(Stored data entries)
PR #711, opened 2026-08-13
fix(ir_lower): a closure wrote through a `use (&$x)` capture as if the reference had a type

Guikingone:
A closure stored through a `use (&$x)` capture as if the reference carried a type. It does not — a PHP reference holds whatever was last written to it — so the value came back reinterpreted, silently and with no diagnostic.

```php
$b = 5;
(function () use (&$b) { $b = null; })();
var_dump($b);          // php: NULL    before: int(9223372036854775806)
```

That number is the raw null sentinel read as an integer.

## The failure took a different form for every pair of types

| program | php | before |
|---|---|---|
| `$a = 5;` → closure writes `9` | `int(9)` | `int(9)` ✅ |
| `$b = 5;` → closure writes `null` | `NULL` | `int(9223372036854775806)` |
| `$c = null;` → closure writes `7` | `int(7)` | `NULL` — the write never landed |
| `$d = "s";` → closure writes `null` | `NULL` | garbage bytes |

The first row is the reason this survived: **every existing by-ref test wrote back the type the variable already held.** Nothing in the suite ever crossed types through a reference.

It also mattered beyond its own shape. This is the exact channel that made a compound-assign hoist gate look sound during an earlier audit: the jury's probe was `use (&$k)` writing an int into an int, which works, so the channel was cleared when it should not have been.

## Cause

The EIR says it in one line. For `use (&$b)` where `$b` holds an int:

```
function __eir_closure_main_0(b: I64 php=int)
    v0: I64 php=null = const_null
    store_ref_cell v0 slot[0]
```

and the caller reads it back with `load_ref_cell` typed `int`. The reference cell carries the type the captured variable happened to hold **at capture time**, and both the store inside the closure and the read after it are typed by that. Any other type is reinterpreted through the slot.

## Fix

The rule was already in the tree, for a narrower case: a by-ref capture whose closure body contains `eval` was already widened to `Mixed`, on exactly this reasoning — the body can store anything through the reference, so the cell must be able to hold anything. `eval` is not what makes that true; **any write does.** This generalises the existing arm rather than adding a second mechanism beside it.

## Only captures the closure WRITES

An earlier revision of this PR widened every by-reference capture. That was correct but too broad, and CI caught it: it widened the enclosing local too, and several backend paths need a concrete type.

```
unsupported EIR backend feature: preg_replace_callback subject for PHP type Mixed
```

The trigger was elephc's own synthetic `RegexIterator` body, whose closure captures `$subject` by reference and only ever passes it to `substr()`. Eleven SPL tests that had been compiling stopped, across three linux-aarch64 shards.

A capture the closure only reads keeps its exact type now. `body_writes_local` decides, and **its polarity is the whole point**: every shape it cannot rule out answers "written", and both matches are exhaustive with no wildcard arm, so a new AST node is a compile error here rather than a silent "not written".

One refinement the measurement forced: counting every bare `$name` argument as a write left all eleven red, because that closure passes `$subject` to `substr()`. The builtin registry carries `ref_params` per position, so a bare argument counts only where the callee takes that parameter by reference. Methods, closures, dynamic targets and anything the registry does not carry stay conservative.

## The cost was not what this PR first claimed

An earlier revision reported the widening as roughly two extra allocations per call for a same-type accumulator, and framed it as a tax on working code. **That framing was wrong.**

```php
$total = PHP_INT_MAX - 1;
$add = function (int $n) use (&$total): void { $total += $n; };
```

| call | php | before |
|---|---|---|
| first | `int(9223372036854775807)` | `int(9223372036854775807)` |
| second | `float(9.2233720368548E+18)` | `int(-9223372036854775808)` |
| third | `float(9.2233720368548E+18)` | `int(-9223372036854775798)` |

PHP promotes an overflowing sum to float, so `$total += $n` stores `int|float` — elephc's own inference types it exactly that way, `Mixed` unless it can prove the addition cannot overflow. A cell typed from the captured `int` cannot hold it, and the sum wrapped around silently.

So the narrow cell was not cheaper-and-equivalent. It was cheaper **because it was wrong**, and the extra block is the price of representing what PHP actually stores. This row needs no `null` and no string anywhere — just arithmetic leaving the integer range, which makes an accumulator the shape most likely to meet it. Pinned by its own test.

**Deliberately not done:** sparing a same-type accumulator by comparing written types. The existing syntactic inference answers `PhpType::Int` for everything it does not recognise — `Variable` has no arm at all — which is the opposite polarity from what this gate needs. It would take a second type inference, one that must agree with the lowering's or the cell is wrong again. That is the failure mode this branch fixes, not a place to add one.

## Verification

- The four reachable type pairs and the overflow row, asserted on `var_dump` output rather than a cast — a value that merely *prints* as correct cannot pass.
- **695 of 696** tests in the closure, callable and by-ref families passed on the first run with the widening in place. The one failure was a row of the new test, not existing behaviour: an int-to-string case that the checker refuses in ordinary straight-line code too (`$e = 1; $e = "grown";` → `cannot reassign $e from int to string`). It pinned an unrelated gradual-typing over-rejection, so it was removed and the reason recorded in the test. Reassigning to `null` *is* allowed, which is what leaves the four rows above reachable.
- The full local suite, not just the families I assumed were affected — that assumption is what let the SPL regression through. codegen 2178 + 2177 + 2181, error_tests 1289, `--lib` 2658, smoke 254: **10 487 tests, no behavioural failure**. All ten batch timeouts replayed one at a time and passed in 4–23s.
- Zero warnings, doctests green, generated docs in sync.

Measured on macOS-aarch64; CI covers Linux ARM64 and x86_64.


Guikingone:
Thanks — the changelog point is right, and measurably so. The entry was 1651 characters against 470 and 318 for the two beside it, and more to the point it described the *investigation* (EIR signature, allocation counts, why an optimisation was deferred) rather than what changed for someone writing PHP. `AGENTS.md` asks for user-facing bullets. Trimmed to 531 characters in a6b3708, keeping the wrong behaviour, the corrected one, and the allocation cost — that last one is a real cost users pay, so it stays. The mechanism and the measurements live in the commit message and this description, where they already were.

One correction on the file overview, since a reviewer reading the summary would be misled by it. It says of `src/ir_lower/expr/closures.rs`: *"no concrete correctness defect was established."* The defect is established by measurement against `php -n`, and the table is in the description above:

```php
$b = 5;
(function () use (&$b) { $b = null; })();
var_dump($b);          // php: NULL    before: int(9223372036854775806)
```

That value is the raw null sentinel read as an integer. Two further pairs fail differently — writing an int into a variable holding `null` never lands, and writing `null` over a string yields garbage bytes — and all four rows are pinned by `test_by_ref_capture_writes_back_a_different_type` in this PR, asserted on `var_dump` output rather than a cast so a value that merely *prints* as correct cannot pass. Reverting `closures.rs` alone turns that test red.

The change is also not a new mechanism: the same widening already applied to by-ref captures whose closure body contains `eval`, on exactly this reasoning. `eval` is one way to store an unpredictable type through a reference, not the only one — any write is.

nahime0:
At first sight the PR is ok, waiting the full CI run before merging

nahime0 (approved):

§ **WORK TO BE COMPLETED**:
Show every line from the entries above in which the word "revision" appears.

§ **PROBLEM SOLUTION**:
An earlier revision of this PR widened every by-reference capture. That was correct but too broad, and CI caught it: it widened the enclosing local too, and several backend paths need a concrete type.
An earlier revision reported the widening as roughly two extra allocations per call for a same-type accumulator, and framed it as a tax on working code. **That framing was wrong.**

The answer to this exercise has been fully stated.